┌──

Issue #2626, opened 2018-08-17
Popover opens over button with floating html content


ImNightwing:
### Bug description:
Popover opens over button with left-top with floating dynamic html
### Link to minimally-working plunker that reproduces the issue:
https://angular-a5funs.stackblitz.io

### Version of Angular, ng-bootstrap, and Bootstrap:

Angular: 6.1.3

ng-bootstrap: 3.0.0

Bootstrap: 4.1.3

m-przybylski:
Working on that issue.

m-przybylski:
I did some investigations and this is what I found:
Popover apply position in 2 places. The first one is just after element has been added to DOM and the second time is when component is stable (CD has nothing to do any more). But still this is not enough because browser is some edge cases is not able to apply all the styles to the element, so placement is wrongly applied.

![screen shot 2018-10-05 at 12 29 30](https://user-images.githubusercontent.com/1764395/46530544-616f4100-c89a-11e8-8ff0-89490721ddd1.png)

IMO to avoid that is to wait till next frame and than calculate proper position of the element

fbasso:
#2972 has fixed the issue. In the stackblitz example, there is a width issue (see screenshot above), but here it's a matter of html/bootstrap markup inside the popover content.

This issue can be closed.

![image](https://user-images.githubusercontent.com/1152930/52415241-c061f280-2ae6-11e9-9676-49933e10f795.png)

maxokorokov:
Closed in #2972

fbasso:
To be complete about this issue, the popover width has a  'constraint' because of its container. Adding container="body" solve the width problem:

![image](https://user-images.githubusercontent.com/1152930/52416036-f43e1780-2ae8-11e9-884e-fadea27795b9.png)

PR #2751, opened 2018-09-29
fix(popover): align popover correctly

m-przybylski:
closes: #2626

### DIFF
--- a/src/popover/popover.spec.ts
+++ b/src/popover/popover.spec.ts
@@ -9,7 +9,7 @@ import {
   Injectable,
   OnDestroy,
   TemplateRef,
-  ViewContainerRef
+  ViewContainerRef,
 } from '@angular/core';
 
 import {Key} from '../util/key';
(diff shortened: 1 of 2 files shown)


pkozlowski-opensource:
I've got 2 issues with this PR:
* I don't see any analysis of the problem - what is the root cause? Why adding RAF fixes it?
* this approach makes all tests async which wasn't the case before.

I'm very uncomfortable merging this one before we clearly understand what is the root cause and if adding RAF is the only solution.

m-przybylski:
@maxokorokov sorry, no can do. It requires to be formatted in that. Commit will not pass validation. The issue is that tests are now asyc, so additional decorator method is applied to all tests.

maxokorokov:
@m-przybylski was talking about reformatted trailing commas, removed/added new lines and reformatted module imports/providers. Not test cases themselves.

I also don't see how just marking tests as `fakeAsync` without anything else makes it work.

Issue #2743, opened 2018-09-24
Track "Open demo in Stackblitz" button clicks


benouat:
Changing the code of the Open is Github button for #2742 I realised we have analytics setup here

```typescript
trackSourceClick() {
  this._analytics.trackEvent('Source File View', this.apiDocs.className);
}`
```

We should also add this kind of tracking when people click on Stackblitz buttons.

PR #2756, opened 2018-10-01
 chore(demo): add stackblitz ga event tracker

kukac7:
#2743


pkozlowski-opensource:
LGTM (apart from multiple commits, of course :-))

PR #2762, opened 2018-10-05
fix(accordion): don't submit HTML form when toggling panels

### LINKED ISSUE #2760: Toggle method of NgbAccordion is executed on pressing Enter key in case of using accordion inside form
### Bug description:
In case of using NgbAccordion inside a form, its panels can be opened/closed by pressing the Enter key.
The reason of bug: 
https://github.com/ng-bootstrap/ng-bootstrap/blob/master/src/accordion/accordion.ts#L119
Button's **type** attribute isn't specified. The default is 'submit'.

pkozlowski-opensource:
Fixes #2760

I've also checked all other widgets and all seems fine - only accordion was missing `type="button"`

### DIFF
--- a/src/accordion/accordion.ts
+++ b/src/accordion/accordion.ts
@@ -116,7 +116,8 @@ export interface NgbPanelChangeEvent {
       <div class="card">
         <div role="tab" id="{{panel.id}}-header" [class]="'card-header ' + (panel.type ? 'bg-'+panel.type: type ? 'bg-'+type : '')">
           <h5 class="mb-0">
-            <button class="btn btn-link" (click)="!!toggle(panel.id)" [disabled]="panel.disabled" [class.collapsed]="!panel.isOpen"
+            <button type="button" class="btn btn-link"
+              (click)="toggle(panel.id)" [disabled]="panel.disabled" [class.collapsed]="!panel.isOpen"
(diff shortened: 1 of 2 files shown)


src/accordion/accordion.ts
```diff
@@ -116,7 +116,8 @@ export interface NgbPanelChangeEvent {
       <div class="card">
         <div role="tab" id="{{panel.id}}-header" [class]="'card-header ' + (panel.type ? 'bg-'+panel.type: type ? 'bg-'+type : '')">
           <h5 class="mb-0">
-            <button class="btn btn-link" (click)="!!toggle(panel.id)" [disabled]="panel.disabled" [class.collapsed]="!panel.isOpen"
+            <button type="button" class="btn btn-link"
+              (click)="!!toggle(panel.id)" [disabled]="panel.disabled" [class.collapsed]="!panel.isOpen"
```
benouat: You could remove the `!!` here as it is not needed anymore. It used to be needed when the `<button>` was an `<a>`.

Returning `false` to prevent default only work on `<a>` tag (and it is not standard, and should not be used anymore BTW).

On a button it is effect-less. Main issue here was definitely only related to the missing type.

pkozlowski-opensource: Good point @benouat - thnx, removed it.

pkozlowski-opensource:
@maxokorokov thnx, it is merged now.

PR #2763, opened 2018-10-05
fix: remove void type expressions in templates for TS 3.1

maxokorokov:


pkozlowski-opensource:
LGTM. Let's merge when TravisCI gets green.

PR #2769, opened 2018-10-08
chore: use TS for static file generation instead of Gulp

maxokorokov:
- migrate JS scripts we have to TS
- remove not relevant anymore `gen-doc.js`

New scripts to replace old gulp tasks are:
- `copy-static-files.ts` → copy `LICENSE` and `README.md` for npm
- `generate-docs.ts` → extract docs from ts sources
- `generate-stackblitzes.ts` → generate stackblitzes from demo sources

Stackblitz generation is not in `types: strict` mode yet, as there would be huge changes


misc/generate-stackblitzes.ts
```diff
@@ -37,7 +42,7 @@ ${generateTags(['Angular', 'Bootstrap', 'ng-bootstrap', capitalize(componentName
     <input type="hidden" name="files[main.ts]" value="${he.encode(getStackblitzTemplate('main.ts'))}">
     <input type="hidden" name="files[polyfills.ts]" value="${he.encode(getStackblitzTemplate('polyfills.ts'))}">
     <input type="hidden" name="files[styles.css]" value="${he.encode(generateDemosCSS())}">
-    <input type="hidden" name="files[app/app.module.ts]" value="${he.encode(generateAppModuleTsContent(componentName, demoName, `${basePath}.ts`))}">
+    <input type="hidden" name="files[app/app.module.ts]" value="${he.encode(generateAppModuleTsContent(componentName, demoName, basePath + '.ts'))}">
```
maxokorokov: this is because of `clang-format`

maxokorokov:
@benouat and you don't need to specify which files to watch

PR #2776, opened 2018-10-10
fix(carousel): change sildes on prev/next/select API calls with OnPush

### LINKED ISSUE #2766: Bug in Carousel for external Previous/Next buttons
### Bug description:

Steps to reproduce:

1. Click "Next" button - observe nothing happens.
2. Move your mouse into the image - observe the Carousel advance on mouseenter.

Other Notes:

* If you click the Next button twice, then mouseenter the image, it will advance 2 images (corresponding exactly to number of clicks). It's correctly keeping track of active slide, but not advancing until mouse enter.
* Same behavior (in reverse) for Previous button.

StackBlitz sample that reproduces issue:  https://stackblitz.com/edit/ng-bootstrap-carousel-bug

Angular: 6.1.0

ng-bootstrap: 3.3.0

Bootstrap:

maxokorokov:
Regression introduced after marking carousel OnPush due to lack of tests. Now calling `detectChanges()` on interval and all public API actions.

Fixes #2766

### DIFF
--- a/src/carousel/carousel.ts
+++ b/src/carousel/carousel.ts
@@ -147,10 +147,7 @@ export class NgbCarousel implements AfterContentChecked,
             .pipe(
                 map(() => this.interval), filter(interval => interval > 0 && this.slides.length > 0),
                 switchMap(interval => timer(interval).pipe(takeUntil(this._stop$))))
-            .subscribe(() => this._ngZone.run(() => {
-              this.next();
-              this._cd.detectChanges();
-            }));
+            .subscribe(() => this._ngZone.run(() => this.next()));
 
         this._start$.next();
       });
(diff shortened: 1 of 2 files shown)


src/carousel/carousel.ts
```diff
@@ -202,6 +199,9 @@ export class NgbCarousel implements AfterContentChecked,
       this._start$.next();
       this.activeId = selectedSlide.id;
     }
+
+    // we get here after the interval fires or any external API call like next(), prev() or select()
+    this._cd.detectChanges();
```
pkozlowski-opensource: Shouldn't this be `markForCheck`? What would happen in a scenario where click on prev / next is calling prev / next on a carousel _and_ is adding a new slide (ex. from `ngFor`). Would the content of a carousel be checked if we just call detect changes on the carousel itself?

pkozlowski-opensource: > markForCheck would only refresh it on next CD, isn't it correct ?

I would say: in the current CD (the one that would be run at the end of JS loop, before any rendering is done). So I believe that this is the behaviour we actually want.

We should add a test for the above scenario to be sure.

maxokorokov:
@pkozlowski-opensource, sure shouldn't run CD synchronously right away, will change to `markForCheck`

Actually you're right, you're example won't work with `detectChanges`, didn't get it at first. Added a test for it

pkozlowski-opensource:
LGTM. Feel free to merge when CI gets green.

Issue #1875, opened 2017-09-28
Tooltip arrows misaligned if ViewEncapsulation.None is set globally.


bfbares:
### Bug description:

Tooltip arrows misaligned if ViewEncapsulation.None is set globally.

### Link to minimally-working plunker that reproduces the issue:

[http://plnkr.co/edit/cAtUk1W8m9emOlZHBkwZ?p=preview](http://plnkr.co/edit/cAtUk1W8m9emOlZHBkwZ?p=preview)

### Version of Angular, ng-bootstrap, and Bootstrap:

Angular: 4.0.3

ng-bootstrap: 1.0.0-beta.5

└──

TASK BRIEF
Each line of the listing above that contains the word "position" is to be copied.

REPLY
Popover apply position in 2 places. The first one is just after element has been added to DOM and the second time is when component is stable (CD has nothing to do any more). But still this is not enough because browser is some edge cases is not able to apply all the styles to the element, so placement is wrongly applied.
IMO to avoid that is to wait till next frame and than calculate proper position of the element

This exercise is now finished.